● **Your goal**
Please return every line below that contains the string "mGoogleApiClient".

● **Dataset entries**
PR #572, opened 2016-03-13
All GCM related things removed.

tasomaniac:
GCM is not working and we have really old GCM implementation in our app. 

If we want to enable it in the future, we can re-write it.


app/src/main/java/org/gdg/frisbee/android/fragment/SettingsFragment.java
```diff
@@ -74,7 +63,7 @@
         public boolean onPreferenceChange(Preference preference, Object o) {
             final String homeGdg = (String) o;
 
-            if (mGoogleApiClient.isConnected() && PrefUtils.isGcmEnabled(getActivity())) {
+            if (mGoogleApiClient.isConnected()) {
```
friedger: :+1:

app/src/main/java/org/gdg/frisbee/android/utils/PrefUtils.java
```diff
@@ -197,16 +161,6 @@ public static void setAchievementSteps(@NonNull final Context context,
             .apply();
     }
 
-    public static boolean isAppStateMigrationSuccessful(final Context context) {
```
friedger: not gcm related

friedger:
I think we can still reuse most of the code for the new implemenation. However, the get the methods count down, LGTM

tasomaniac:
We know the code is here. It's been unused for years. Thank you for merging
:)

● **Response to this exercise**
-            if (mGoogleApiClient.isConnected() && PrefUtils.isGcmEnabled(getActivity())) {
+            if (mGoogleApiClient.isConnected()) {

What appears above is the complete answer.